Permiyen Dönem (290 – 248 milyon yıl) Paleozoik zamanın son dönemi olan Permiyen'in sonunda büyük bir kitlesel yok oluş daha yaşandı. Bu kitlesel yok oluş, Paleozoik'in de sonu oldu. Fosil kayıtları, bu büyük yok oluş sırasında, canlı türlerinin %90-95'inin soylarının tükendiğini göstermektedir. Buna rağmen, Permiyen döneminden günümüze dek varlığını devam ettiren canlılar da bulunmaktadır. 230 milyon yıllık yusufçuk, 240 milyon yıllık örümcek gibi Permiyen dönemi canlılarının fosil örnekleri, tarihin hiçbir döneminde evrim yaşanmadığının ispatlarındandır. 2 B. MEZOZOİK ZAMAN (248 – 65 milyon yıl) Mezozoik zaman, Trias, Jura ve Kretase olmak üzere üç ayrı döneme ayrılmaktadır. Dinazorlar, Mezozoik zamanda yaşamış ve yok olmuşlardır. Trias Dönemi (248 – 206 milyon yıl) Trias dönemiyle birlikte yeni Mezozoik adı verilen yeni bir zaman başlamıştır. Trias döneminde yaşayan canlılara ait dünyanın dört bir yanından çok sayıda fosil elde edilmiştir. Fosil kayıtları bu dönemde hem kara hem de deniz canlılarının çok geniş bir çeşitliliğe sahip olduğunu göstermektedir. Diğer tüm dönemlerde olduğu gibi bu döneme de ait, evrimcilerin olmasını umduğu tek bir ara geçiş canlısı fosili dahi yoktur.
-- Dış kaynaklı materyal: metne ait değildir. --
PR #1029, opened 2017-08-25
connmgr: Preventing duplicate call in the concurrent context, which could cause program crash

lonnng:
Close a closed channel will cause panic in the program, it should be eliminated.

### DIFF
--- a/connmgr/connmanager.go
+++ b/connmgr/connmanager.go
@@ -398,7 +398,14 @@ func (cm *ConnManager) Stop() {
 		_ = listener.Close()
 	}
 
-	close(cm.quit)
+	// Preventing duplicate call in the concurrent context, which could cause program crash.
+	select {
+	case <-cm.quit:
+		// expect
+	default:
+		close(cm.quit)
+	}
+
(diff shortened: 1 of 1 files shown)


davecgh:
Thanks for the PR, but there is no need do this because the `Stop` function is protected by the atomic add to `cm.stop` above it where it exits the function on any subsequent calls.  So, even if you call it concurrently, it's not possible to hit a second channel close.

Here is some sample code to illustrate:

```Go
package main

import (
	"fmt"
	"sync"
	"sync/atomic"
)

type connmgr struct {
	stop int32
	quit chan struct{}
}

func (cm *connmgr) Stop() {
	if atomic.AddInt32(&cm.stop, 1) != 1 {
		return
	}

	fmt.Println("Stopping")
	close(cm.quit)

}

func main() {
	cm := &connmgr{quit: make(chan struct{})}
	var wg sync.WaitGroup
	for i := 0; i < 1000; i++ {
		wg.Add(1)
		go func() {
			cm.Stop()
			wg.Done()
		}()
	}
	wg.Wait()
}
```

Output:

```
Stopping
```

PR #1567, opened 2020-04-24
Add addressType to GenNewAddress

michel-foucault:
- allow to create bech32 addresses


torkelrogstad:
Looks like this needs a rebase.

michel-foucault:
Sure, I have base my production code on tagged version of `btcd`
I see the conflict with the params for the client on the master.
If adding the optional argument is acceptable (and if no other methods are in the same case) I will rebase and test the changes

torkelrogstad:
I think is a nice change (note that I don't have merge permissions). One suggestion: add a `btcjson.AddressType` type that represents the different address types allowed (`legacy`, `p2sh-segwit` and `bech32`)

onyb:
@michel-foucault For the `btcjson.AddressType` suggestion, here's an example of [`EstimateSmartFeeMode`](https://github.com/btcsuite/btcd/blob/8b54b0b96418b33c1e584c84c0ec5141647306e0/btcjson/walletsvrcmds.go#L84-L98) to help you.

onyb:
@michel-foucault Any update on this?

michel-foucault:
Hi, we used direct rpc call for our need.
I can update the branch and finalize it if you need

btcjson/walletsvrcmds_test.go
```diff
@@ -241,13 +241,27 @@ func TestWalletSvrCmds(t *testing.T) {
...
 				Account: btcjson.String("acct"),
 			},
 		},
+		{
+			name: "getnewaddress optional addressType",
+			newCmd: func() (interface{}, error) {
+				return btcjson.NewCmd("getnewaddress", "acct", "bech32")
+			},
+			staticCmd: func() interface{} {
+				return btcjson.NewGetNewAddressCmd(btcjson.String("acct"), btcjson.String("bech32"))
```
onyb, line 257: Can you please add another test for the case when the label is `nil` and the address type is specified?

```go
btcjson.NewGetNewAddressCmd(nil, btcjson.String("bech32"))
```

onyb (changes requested):
It would be great to have your changes in since they're mostly ready.

**Summary of things to do for your reference:**
- [ ] Rebase and fix conflicts.
- [ ] Use an enum for `AddressType` field.
- [ ] Add a test for the case when account is unspecified, but address type is provided.

PR #1574, opened 2020-05-13
[connmgr] remove pending entry on failed connection

hxw:
fix memory leak in connmanager caused by:
* pending entries are never removed on error
* new connection always allocates new struct

Signed-off-by: Christopher Hall <hsw@bitmark.com>

### DIFF
--- a/connmgr/connmanager.go
+++ b/connmgr/connmanager.go
@@ -328,7 +328,11 @@ out:
 					connReq.updateState(ConnPending)
 					log.Debugf("Reconnecting to %v",
 						connReq)
-					pending[msg.id] = connReq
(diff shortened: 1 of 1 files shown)


hxw:
Initial testing was leaking memory in connmanager as >3MB/hour and was 250MB after a couple of days testing.
After fix only see 0.5M allocated in connmanager after 45 hours testing.

I am not currently sure how to fix the broken test.  I think handleFailedConnection needt to be refactored as it does bot retrying a permanent connection and allocating new items to the pending has map.

hxw:
I may have found a better solution, will know after a few hours testing

PR #1577, opened 2020-05-14
rpcclient: send legacy GetBlock request for backwards compatibility

wpaulino:
Without this, users of this library wouldn't be able to issue GetBlock requests to nodes which haven't updated to support the latest request format, namely the use of a single `int` parameter to denote verbosity instead of two `bool`s.

I've confirmed through manual testing that these changes, along with https://github.com/btcsuite/btcd/pull/1560/, provide full compatibility for bitcoind and btcd and provide backwards compatibility for btcd.

### DIFF
--- a/rpcclient/chain.go
+++ b/rpcclient/chain.go
@@ -52,14 +52,61 @@ func (c *Client) GetBestBlockHash() (*chainhash.Hash, error) {
 	return c.GetBestBlockHashAsync().Receive()
 }
 
+// legacyGetBlockRequest constructs and sends a legacy getblock request which
+// contains two separate bools to denote verbosity, in contract to a single int
+// parameter.
+func (c *Client) legacyGetBlockRequest(hash string, verbose,
+	verboseTx bool) ([]byte, error) {
+
+	hashJSON, err := json.Marshal(hash)
+	if err != nil {
+		return nil, err
+	}
+	verboseJSON, err := json.Marshal(btcjson.Bool(verbose))
+	if err != nil {
+		return nil, err
+	}
+	verboseTxJSON, err := json.Marshal(btcjson.Bool(verboseTx))
+	if err != nil {
+		return nil, err
+	}
+	return c.RawRequest("getblock", []json.RawMessage{
+		hashJSON, verboseJSON, verboseTxJSON,
+	})
+}
+
+// waitForGetBlockRes waits for the response of a getblock request. If the
+// response indicates an invalid parameter was provided, a legacy style of the
+// request is resent and its response is returned instead.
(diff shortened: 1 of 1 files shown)


Roasbeef:
Needs a rebase with the dependent PR merged.

rpcclient/chain.go
```diff
@@ -182,11 +245,18 @@ func (c *Client) GetBlockVerboseTxAsync(blockHash *chainhash.Hash) FutureGetBloc
 	if blockHash != nil {
 		hash = blockHash.String()
 	}
+
 	// From the bitcoin-cli getblock documentation:
-	// "If verbosity is 2, returns an Object with information about block  and information about each transaction."
+	//
+	// If verbosity is 2, returns an Object with information about block
+	// and information about each transaction."
```
Roasbeef, line 252: Dangling quote here.

wpaulino:
@Roasbeef done.

rpcclient/chain.go
```diff
@@ -155,10 +214,14 @@ func (c *Client) GetBlockVerbose(blockHash *chainhash.Hash) (*btcjson.GetBlockVe
 	return c.GetBlockVerboseAsync(blockHash).Receive()
 }
 
-type FutureGetBlockVerboseTxResult chan *response
+type FutureGetBlockVerboseTxResult struct {
```
Roasbeef, line 217: Missing `godoc` comment (lingering fwiw).

rpcclient/chain.go
```diff
@@ -52,14 +52,61 @@ func (c *Client) GetBestBlockHash() (*chainhash.Hash, error) {
...
+	return c.RawRequest("getblock", []json.RawMessage{
+		hashJSON, verboseJSON, verboseTxJSON,
+	})
+}
+
+// waitForGetBlockRes waits for the response of a getblock request. If the
+// response indicates an invalid parameter was provided, a legacy style of the
+// request is resent and its response is returned instead.
+func (c *Client) waitForGetBlockRes(respChan chan *response, hash string,
+	verbose, verboseTx bool) ([]byte, error) {
```
Roasbeef, line 82: Marginal, but we could collapse these two bools into an enum that describes target return type (the 4 options in this case, though we only use 3 of them rn). I guess non-verbose block, but verson tx isn't implemented on the RPC level for btcd/bitcoind?

wpaulino: > I guess non-verbose block, but verson tx isn't implemented on the RPC level for btcd/bitcoind?

Correct.

> Marginal, but we could collapse these two bools into an enum that describes target return type

We would still have to deconstruct them into two bools since that's what the server expects, so doesn't look like it'd help much?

Mezozoik zamanın bu dönemi, dinozorların sayıca ve çeşit olarak yaygın olduğu bir dönemdir. Jura döneminin sonunda ammonitlerin, deniz sürüngenlerinin ve midye ve istiridye türlerinin bazılarının soyu tükenmiştir. Jura döneminden beri değişmeden, yani hiçbir şekilde evrim geçirmeden varlıklarını devam ettiren ise pek çok canlı vardır. Fosil kayıtları bu canlıların örnekleriyle doludur. Örneğin bilinen en eski timsah fosillerinden biri yaklaşık 200 milyon yıllıktır. Tuatara kertenkelesinin de 200 milyon yıl öncesine ait fosil örnekleri bulunmaktadır. Karideslerin, Jura dönemine ait pek çok fosili vardır. Bu canlılar, günümüzde sahip oldukları mükemmel sistem ve kompleks yapıların aynısına milyonlarca yıl önce de sahiplerdi.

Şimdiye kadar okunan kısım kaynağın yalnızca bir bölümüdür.